*Records for the task:*
PR #889, opened 2022-09-19
Fix data races around g_enclave_state

meithecatte:
Before this commit, the memory access within `do_init_enclave` setting `g_enclave_state` to `ENCLAVE_INIT_DONE` was entirely unsynchronized. This could cause the compiler to reorder this access, performing it earlier than actually written. This could then allow it to make one of the calls to `memset_s` a tailcall, for example. The only thing preventing this is the difficulty of proving that the memset doesn't alias `g_enclave_state`.

Needless to say, this is a fragile state of affairs, not to mention that later accesses to memory touched by enclave initialization would be data races.

One way to fix this would be to access `g_enclave_state` with C11 atomics of ordering `acq_rel` or stronger. However, the freestanding environment of the SDK doesn't support C11 atomics. Thus we use the existing assembly wrappers, which are sufficient as achieving `acq_rel` semantics in x86 assembly doesn't require any special instructions.

To make it less likely that a similar flaw is reintroduced, we remove the `extern` declaration of `g_enclave_state` from the header files.

### DIFF
--- a/common/inc/internal/global_data.h
+++ b/common/inc/internal/global_data.h
@@ -78,7 +78,6 @@ typedef struct _global_data_t
 extern "C" {
 #endif
 extern SE_DECLSPEC_EXPORT global_data_t const volatile g_global_data;
-extern uint32_t g_enclave_state;
 extern sdk_version_t g_sdk_version;
 extern int EDMM_supported;
 extern uint8_t  __ImageBase;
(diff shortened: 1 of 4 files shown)


yuyuany:
Thank you for reporting this issue. We expect do_init_enclave is executed in one thread only. This is achieved by the function lock_enclave(), which read/write g_enclave_state atomically. So I don't think it necessary to  synchronize g_enclave_state when setting it to ENCLAVE_INIT_DONE.

mkow:
> We expect do_init_enclave is executed in one thread only.

@yuyuany: I don't think this is enough. If setting `g_enclave_state` to `ENCLAVE_INIT_DONE` is reordered, then you may issue other ecalls in parallel, racing the half-done initialization. See: https://github.com/intel/linux-sgx/blob/4887b30b519d7bfc9f5de6e6330bc0034cce3d75/sdk/trts/trts_ecall.cpp#L379-L382 - this check may pass too early.

yuyuany (approved):

lzha101 (approved):

lzha101:
The change looks good to me. Could you please rebase the PR to latest code before we merge the change?  Thanks.

meithecatte:
I've rebased the PR. While I was at it, I improved the commit message — when rereading, I realized that it didn't actually say what the issue is. Sorry for that.

alviroiskandar (approved):

PR #902, opened 2022-10-28
Enable gdb plugin to work with enclave from buffer

gilanghamidy:
- Initially, the gdb requires the enclave file to load the symbol. However, if we create the enclave from `sgx_create_enclave_from_buffer_ex`, the file information is not populated by the URTS, which prevents the gdb plugin to load the symbols
- This patch allows the gdb plugin to hook into the `_create_enclave_from_buffer_ex` function and perform necessary patching to allow the enclave not created from file to be debugged

This fixes the long-running issue of intel/confidential-computing.sgx.sdk#45

The signature of the entry function:
```
sgx_status_t _create_enclave_from_buffer_ex(const bool debug, uint8_t *base_addr, uint64_t file_size, se_file_t& file, ...);
```

The idea is that the debugger internally stops in the entry point of `_create_enclave_from_buffer_ex` check the `file` parameter if the `file.name` is `nullptr` (pointer to `file` is stored in `$ecx`). If so, we create a temporary file in the `/tmp` directory, and dump the enclave buffer on the `base_addr` (`$rsi`). Then, we replace the `file.name` value from `nullptr` into a dynamically-allocated string that contains the path to the temporary file. During the breakpoint, we call `malloc` from gdb to obtain the dynamically-allocated buffer to store the string so that it can be stored in the normal way by the URTS.

The debugger also keeps track over the temporary buffer file and malloc-ed pointer, which after the enclave is destroyed and `fini_enclave_debug` is called, it deletes the temporary buffer file and the malloc-ed pointer by calling `free`.

In this way, no changes at all are required to the internal URTS, PSW, and API compatibility. However, it may only work as long as the `_create_enclave_from_buffer_ex` is present in the symbol table. I tested it using the normal build (non-debug PSW), and it looks like the compiler retains the local symbol so it can still be captured by the breakpoint.

### DIFF
--- a/sdk/debugger_interface/linux/gdb-sgx-plugin/gdb_sgx_plugin.py
+++ b/sdk/debugger_interface/linux/gdb-sgx-plugin/gdb_sgx_plugin.py
@@ -33,10 +33,12 @@ from __future__ import print_function
 import gdb
 import struct
 import os.path
+import os
 from ctypes import create_string_buffer
 import load_symbol_cmd
 import sgx_emmt
 import ctypes
+import time
 import re
 
 # Calculate the bit mode of current debuggee project
@@ -56,6 +58,7 @@ KB_SIZE = 1024
 ENCLAVE_INFO_SIZE = 8 * 7 + 2 * 4
 INFO_FMT = 'QQQIIQQQQ'
 ENCLAVES_ADDR = {}
+DUMPED_ENCLAVE = {}
 
 # The following definitions should strictly align with the struct of
 # tcs_t
@@ -354,6 +357,13 @@ class enclave_info(object):
             return -1
         except:
             return -1
+        finally:
+            # Delete the dumped enclave if any
+            global DUMPED_ENCLAVE
+            if self.enclave_path in DUMPED_ENCLAVE:
+                gdb.execute("call (void)free({0})".format(DUMPED_ENCLAVE[self.enclave_path]))
+                os.remove(self.enclave_path)
+                del DUMPED_ENCLAVE[self.enclave_path]
 
     def append_tcs_list(self, tcs_addr):
         for tcs_tmp in self.tcs_addr_list:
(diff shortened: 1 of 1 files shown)


sdk/debugger_interface/linux/gdb-sgx-plugin/gdb_sgx_plugin.py
```diff
@@ -686,6 +697,46 @@ def stop(self):
...
+            file_addr = gdb.parse_and_eval("$rcx")
+            file_str = read_from_memory(file_addr, 8 + 2*4)
+            file_tuple = struct.unpack_from("QII", file_str)
+
+            if file_tuple[1] == 0:
+                # If it is null, then it does not have a file. So we dump the buffer
+
+                # dump enclave to file
+                dump_name = "/tmp/enclave_dump_{0}.bin".format(time.time())
+                buffer_ptr = gdb.parse_and_eval("$rsi")
```
xxu36, line 718: The code assumes we are under 64-bit. Currently we still need to support 32-bit so we may need to add that support as well just like we do for several other internal breakpoints

sdk/debugger_interface/linux/gdb-sgx-plugin/gdb_sgx_plugin.py
```diff
@@ -686,6 +697,46 @@ def stop(self):
             gdb.execute(gdb_cmd, False, True)
         return False
 
+# This breakpoint is to handle enclave creation with buffer
+class CreateBufferEnclaveBreakpoint(gdb.Breakpoint):
+    def __init__(self):
+        gdb.Breakpoint.__init__ (self, spec="_create_enclave_from_buffer_ex", internal=1)
```
xxu36, line 703: As you mentioned in PR description, we rely on the existence of this symbol `_create_enclave_from_buffer_ex`. I think this may not be a problem because if the user is actually doing the debugging, s/he needs to install the libsgx-urts-dbgsym package anyway, and the symbols will be there.

sdk/debugger_interface/linux/gdb-sgx-plugin/gdb_sgx_plugin.py
```diff
@@ -686,6 +697,46 @@ def stop(self):
             gdb.execute(gdb_cmd, False, True)
         return False
 
+# This breakpoint is to handle enclave creation with buffer
+class CreateBufferEnclaveBreakpoint(gdb.Breakpoint):
```
xxu36, line 701: The general idea looks good to me, thanks for the contribution :)

xxu36 (commented):
The general idea looks good to me, thanks for the contribution :)

sdk/debugger_interface/linux/gdb-sgx-plugin/gdb_sgx_plugin.py
gilanghamidy: Hey, thank you for your review. Indeed I was thinking the same thing about the support for 32-bit as the SDK and SGX is also support 32-bit system. However, I am not sure how to test that since I am running the 64-bit system. I assume I will need to do either cross-compiling or install a 32-bit VM. Perhaps the difference is that the debugger now needs to inspect the stack as the function parameter is now spilled to the stack instead of register. But I guess we can do that. I'll see if I can help in the coming days :)

PR #933, opened 2023-01-20
enable atomic operations in std::shared_ptr

cblokh:


henrywang8atfbdotcom:
I wonder if it's better (less invasive) to undef _LIBCPP_HAS_NO_THREADS in __sgx because this method could scale to many changes across countless callsites?  It looks like SDK forks from some upstream libcxx - not sure exactly where/when the changes came from because patch notes aren't clear. 

@lzha101, what do you think?

cblokh:
undef _LIBCPP_HAS_NO_THREADS is probably the right long term solution, but it has greater effects then just fixing shared_ptr, it will break code compilation as it will enable code flows that rely on OS threading support for example look at `# include <sched.h>` in sdk/tlibcxx/include/__threading_support and `#include <linux/futex.h>` in sdk/tlibcxx/src/atomic.cpp
In the meanwhile I think we also need a short term solution for sgxsdk 2.18

henrywang8atfbdotcom:
OK still not working for me, not sure what the difference is.

cblokh:
can you send me the output of `objdump -d -M intel enclave.so | c++filt | grep -A3 "__add_shared()>:"`

or look at the output of `g++ -Wnon-virtual-dtor -std=c++17 -fstack-protector-strong -O2 -D_FORTIFY_SOURCE=2 -UDEBUG -DNDEBUG -ffunction-sections -fdata-sections -Wall -Wextra -Winit-self -Wpointer-arith -Wreturn-type -Waddress -Wsequence-point -Wformat-security -Wmissing-include-dirs -Wfloat-equal -Wundef -Wshadow -Wcast-align -Wconversion -Wredundant-decls -DITT_ARCH_IA64  -ffreestanding -nostdinc -fvisibility=hidden -fpie -fno-strict-overflow -fno-delete-null-pointer-checks -B/usr/local/bin  -nostdinc++ -I./include -I/linux-sgx/common/inc -I/linux-sgx/common/inc/stdc++ -I/linux-sgx/common/inc/tlibc -I/linux-sgx/common/inc/stdc++ -I/linux-sgx/common/inc/internal  -I/linux-sgx/sdk/trts -I/linux-sgx/sdk/trts/linux -c src/memory.cpp -E | less` and look at the code of `__libcpp_atomic_refcount_increment`

xxu36 (approved):
Thanks for reporting this issue! I reproduced it locally.
Generally the fix looks good to me.  Suggest to change each `!defined(_LIBCPP_HAS_NO_THREADS)` to `(!defined(_LIBCPP_HAS_NO_THREADS) || defined(_LIBCPP_SGX_HAS_CXX_ATOMIC))`

lzha101 (approved):
LGTM.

*Task objective:*
Only lines holding the word "opened" belong in the answer; copy each one from the material.

*Written reply:*
PR #889, opened 2022-09-19
PR #902, opened 2022-10-28
PR #933, opened 2023-01-20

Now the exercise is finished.